--- START ---

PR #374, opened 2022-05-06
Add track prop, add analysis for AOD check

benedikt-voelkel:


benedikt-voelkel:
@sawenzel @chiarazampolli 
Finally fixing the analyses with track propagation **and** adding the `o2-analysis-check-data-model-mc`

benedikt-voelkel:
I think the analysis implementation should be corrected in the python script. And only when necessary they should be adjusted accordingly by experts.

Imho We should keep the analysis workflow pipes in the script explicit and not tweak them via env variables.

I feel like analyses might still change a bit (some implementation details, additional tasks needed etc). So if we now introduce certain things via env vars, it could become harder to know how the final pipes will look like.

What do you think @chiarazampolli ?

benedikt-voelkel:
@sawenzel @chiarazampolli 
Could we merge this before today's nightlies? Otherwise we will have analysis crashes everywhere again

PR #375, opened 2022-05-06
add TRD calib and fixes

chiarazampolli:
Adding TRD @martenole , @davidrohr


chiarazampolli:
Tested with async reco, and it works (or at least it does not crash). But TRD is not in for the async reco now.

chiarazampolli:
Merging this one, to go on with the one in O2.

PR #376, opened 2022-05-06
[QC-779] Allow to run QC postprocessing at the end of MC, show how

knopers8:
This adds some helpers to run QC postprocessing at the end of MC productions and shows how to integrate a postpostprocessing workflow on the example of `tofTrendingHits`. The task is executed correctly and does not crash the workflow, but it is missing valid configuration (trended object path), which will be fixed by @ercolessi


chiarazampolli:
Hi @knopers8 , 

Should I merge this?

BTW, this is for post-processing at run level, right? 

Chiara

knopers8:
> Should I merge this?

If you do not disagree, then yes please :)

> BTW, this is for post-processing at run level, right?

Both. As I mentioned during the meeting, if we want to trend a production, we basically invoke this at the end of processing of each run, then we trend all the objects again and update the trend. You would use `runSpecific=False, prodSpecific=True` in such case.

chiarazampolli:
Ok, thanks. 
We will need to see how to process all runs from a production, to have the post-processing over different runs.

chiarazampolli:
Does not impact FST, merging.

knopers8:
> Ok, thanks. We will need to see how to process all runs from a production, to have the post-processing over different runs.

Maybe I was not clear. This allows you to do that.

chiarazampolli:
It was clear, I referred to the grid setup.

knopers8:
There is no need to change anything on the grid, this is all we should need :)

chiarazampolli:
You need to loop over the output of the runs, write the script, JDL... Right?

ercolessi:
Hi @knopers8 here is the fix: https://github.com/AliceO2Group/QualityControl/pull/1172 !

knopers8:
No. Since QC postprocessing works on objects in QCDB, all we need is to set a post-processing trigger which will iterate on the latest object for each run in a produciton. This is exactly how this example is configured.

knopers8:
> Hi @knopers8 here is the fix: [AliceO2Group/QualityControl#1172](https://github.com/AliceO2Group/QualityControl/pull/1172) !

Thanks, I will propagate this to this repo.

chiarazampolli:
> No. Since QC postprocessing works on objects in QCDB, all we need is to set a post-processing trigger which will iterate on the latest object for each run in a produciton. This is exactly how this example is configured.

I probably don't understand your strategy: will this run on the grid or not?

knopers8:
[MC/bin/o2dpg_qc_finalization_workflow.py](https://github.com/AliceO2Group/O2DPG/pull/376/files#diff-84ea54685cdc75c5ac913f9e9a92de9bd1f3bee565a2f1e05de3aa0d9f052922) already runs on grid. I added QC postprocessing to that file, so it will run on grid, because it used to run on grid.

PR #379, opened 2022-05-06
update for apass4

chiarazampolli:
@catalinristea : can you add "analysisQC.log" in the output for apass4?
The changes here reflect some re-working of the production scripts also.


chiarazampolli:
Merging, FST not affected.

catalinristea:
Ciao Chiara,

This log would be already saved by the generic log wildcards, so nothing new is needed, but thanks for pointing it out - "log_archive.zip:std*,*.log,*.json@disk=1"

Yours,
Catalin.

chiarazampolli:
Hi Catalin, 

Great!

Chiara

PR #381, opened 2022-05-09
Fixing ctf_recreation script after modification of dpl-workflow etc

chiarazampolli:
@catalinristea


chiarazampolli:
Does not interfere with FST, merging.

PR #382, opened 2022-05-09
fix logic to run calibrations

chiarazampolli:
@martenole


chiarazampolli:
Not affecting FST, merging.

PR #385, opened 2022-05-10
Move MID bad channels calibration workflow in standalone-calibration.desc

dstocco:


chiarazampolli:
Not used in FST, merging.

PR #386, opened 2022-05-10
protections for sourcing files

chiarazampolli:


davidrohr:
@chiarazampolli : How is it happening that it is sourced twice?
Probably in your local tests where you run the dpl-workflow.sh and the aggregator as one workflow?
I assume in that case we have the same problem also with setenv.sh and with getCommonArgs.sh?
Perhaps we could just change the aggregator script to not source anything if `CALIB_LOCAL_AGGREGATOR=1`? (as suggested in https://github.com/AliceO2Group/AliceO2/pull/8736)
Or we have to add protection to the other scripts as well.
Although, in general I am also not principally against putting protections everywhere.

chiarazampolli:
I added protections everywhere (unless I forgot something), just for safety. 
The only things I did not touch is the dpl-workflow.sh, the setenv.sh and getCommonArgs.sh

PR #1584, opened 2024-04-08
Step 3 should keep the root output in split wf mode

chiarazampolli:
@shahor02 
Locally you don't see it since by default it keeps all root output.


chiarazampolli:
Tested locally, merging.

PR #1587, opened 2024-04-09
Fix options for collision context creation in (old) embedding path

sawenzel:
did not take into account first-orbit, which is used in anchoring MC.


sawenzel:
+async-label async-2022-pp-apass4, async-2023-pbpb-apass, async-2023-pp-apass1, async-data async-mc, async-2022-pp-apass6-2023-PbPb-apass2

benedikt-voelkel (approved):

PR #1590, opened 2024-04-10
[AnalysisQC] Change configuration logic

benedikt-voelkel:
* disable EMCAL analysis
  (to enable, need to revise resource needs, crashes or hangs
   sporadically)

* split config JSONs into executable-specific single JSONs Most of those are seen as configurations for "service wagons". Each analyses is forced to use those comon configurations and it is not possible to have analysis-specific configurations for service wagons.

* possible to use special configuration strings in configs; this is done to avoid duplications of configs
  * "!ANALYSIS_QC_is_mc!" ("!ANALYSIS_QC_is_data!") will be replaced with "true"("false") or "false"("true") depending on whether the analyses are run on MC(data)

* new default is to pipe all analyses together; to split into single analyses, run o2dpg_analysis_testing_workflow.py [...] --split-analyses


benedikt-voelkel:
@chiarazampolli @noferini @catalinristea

--- END ---

» PROMPT:
Restate each of the entries above verbatim.

» ANSWER BOX:
PR #374, opened 2022-05-06
Add track prop, add analysis for AOD check

benedikt-voelkel:


benedikt-voelkel:
@sawenzel @chiarazampolli 
Finally fixing the analyses with track propagation **and** adding the `o2-analysis-check-data-model-mc`

benedikt-voelkel:
I think the analysis implementation should be corrected in the python script. And only when necessary they should be adjusted accordingly by experts.

Imho We should keep the analysis workflow pipes in the script explicit and not tweak them via env variables.

I feel like analyses might still change a bit (some implementation details, additional tasks needed etc). So if we now introduce certain things via env vars, it could become harder to know how the final pipes will look like.

What do you think @chiarazampolli ?

benedikt-voelkel:
@sawenzel @chiarazampolli 
Could we merge this before today's nightlies? Otherwise we will have analysis crashes everywhere again

PR #375, opened 2022-05-06
add TRD calib and fixes

chiarazampolli:
Adding TRD @martenole , @davidrohr


chiarazampolli:
Tested with async reco, and it works (or at least it does not crash). But TRD is not in for the async reco now.

chiarazampolli:
Merging this one, to go on with the one in O2.

PR #376, opened 2022-05-06
[QC-779] Allow to run QC postprocessing at the end of MC, show how

knopers8:
This adds some helpers to run QC postprocessing at the end of MC productions and shows how to integrate a postpostprocessing workflow on the example of `tofTrendingHits`. The task is executed correctly and does not crash the workflow, but it is missing valid configuration (trended object path), which will be fixed by @ercolessi


chiarazampolli:
Hi @knopers8 , 

Should I merge this?

BTW, this is for post-processing at run level, right? 

Chiara

knopers8:
> Should I merge this?

If you do not disagree, then yes please :)

> BTW, this is for post-processing at run level, right?

Both. As I mentioned during the meeting, if we want to trend a production, we basically invoke this at the end of processing of each run, then we trend all the objects again and update the trend. You would use `runSpecific=False, prodSpecific=True` in such case.

chiarazampolli:
Ok, thanks. 
We will need to see how to process all runs from a production, to have the post-processing over different runs.

chiarazampolli:
Does not impact FST, merging.

knopers8:
> Ok, thanks. We will need to see how to process all runs from a production, to have the post-processing over different runs.

Maybe I was not clear. This allows you to do that.

chiarazampolli:
It was clear, I referred to the grid setup.

knopers8:
There is no need to change anything on the grid, this is all we should need :)

chiarazampolli:
You need to loop over the output of the runs, write the script, JDL... Right?

ercolessi:
Hi @knopers8 here is the fix: https://github.com/AliceO2Group/QualityControl/pull/1172 !

knopers8:
No. Since QC postprocessing works on objects in QCDB, all we need is to set a post-processing trigger which will iterate on the latest object for each run in a produciton. This is exactly how this example is configured.

knopers8:
> Hi @knopers8 here is the fix: [AliceO2Group/QualityControl#1172](https://github.com/AliceO2Group/QualityControl/pull/1172) !

Thanks, I will propagate this to this repo.

chiarazampolli:
> No. Since QC postprocessing works on objects in QCDB, all we need is to set a post-processing trigger which will iterate on the latest object for each run in a produciton. This is exactly how this example is configured.

I probably don't understand your strategy: will this run on the grid or not?

knopers8:
[MC/bin/o2dpg_qc_finalization_workflow.py](https://github.com/AliceO2Group/O2DPG/pull/376/files#diff-84ea54685cdc75c5ac913f9e9a92de9bd1f3bee565a2f1e05de3aa0d9f052922) already runs on grid. I added QC postprocessing to that file, so it will run on grid, because it used to run on grid.

PR #379, opened 2022-05-06
update for apass4

chiarazampolli:
@catalinristea : can you add "analysisQC.log" in the output for apass4?
The changes here reflect some re-working of the production scripts also.


chiarazampolli:
Merging, FST not affected.

catalinristea:
Ciao Chiara,

This log would be already saved by the generic log wildcards, so nothing new is needed, but thanks for pointing it out - "log_archive.zip:std*,*.log,*.json@disk=1"

Yours,
Catalin.

chiarazampolli:
Hi Catalin, 

Great!

Chiara

PR #381, opened 2022-05-09
Fixing ctf_recreation script after modification of dpl-workflow etc

chiarazampolli:
@catalinristea


chiarazampolli:
Does not interfere with FST, merging.

PR #382, opened 2022-05-09
fix logic to run calibrations

chiarazampolli:
@martenole


chiarazampolli:
Not affecting FST, merging.

PR #385, opened 2022-05-10
Move MID bad channels calibration workflow in standalone-calibration.desc

dstocco:


chiarazampolli:
Not used in FST, merging.

PR #386, opened 2022-05-10
protections for sourcing files

chiarazampolli:


davidrohr:
@chiarazampolli : How is it happening that it is sourced twice?
Probably in your local tests where you run the dpl-workflow.sh and the aggregator as one workflow?
I assume in that case we have the same problem also with setenv.sh and with getCommonArgs.sh?
Perhaps we could just change the aggregator script to not source anything if `CALIB_LOCAL_AGGREGATOR=1`? (as suggested in https://github.com/AliceO2Group/AliceO2/pull/8736)
Or we have to add protection to the other scripts as well.
Although, in general I am also not principally against putting protections everywhere.

chiarazampolli:
I added protections everywhere (unless I forgot something), just for safety. 
The only things I did not touch is the dpl-workflow.sh, the setenv.sh and getCommonArgs.sh

PR #1584, opened 2024-04-08
Step 3 should keep the root output in split wf mode

chiarazampolli:
@shahor02 
Locally you don't see it since by default it keeps all root output.


chiarazampolli:
Tested locally, merging.

PR #1587, opened 2024-04-09
Fix options for collision context creation in (old) embedding path

sawenzel:
did not take into account first-orbit, which is used in anchoring MC.


sawenzel:
+async-label async-2022-pp-apass4, async-2023-pbpb-apass, async-2023-pp-apass1, async-data async-mc, async-2022-pp-apass6-2023-PbPb-apass2

benedikt-voelkel (approved):

PR #1590, opened 2024-04-10
[AnalysisQC] Change configuration logic

benedikt-voelkel:
* disable EMCAL analysis
  (to enable, need to revise resource needs, crashes or hangs
   sporadically)

* split config JSONs into executable-specific single JSONs Most of those are seen as configurations for "service wagons". Each analyses is forced to use those comon configurations and it is not possible to have analysis-specific configurations for service wagons.

* possible to use special configuration strings in configs; this is done to avoid duplications of configs
  * "!ANALYSIS_QC_is_mc!" ("!ANALYSIS_QC_is_data!") will be replaced with "true"("false") or "false"("true") depending on whether the analyses are run on MC(data)

* new default is to pipe all analyses together; to split into single analyses, run o2dpg_analysis_testing_workflow.py [...] --split-analyses


benedikt-voelkel:
@chiarazampolli @noferini @catalinristea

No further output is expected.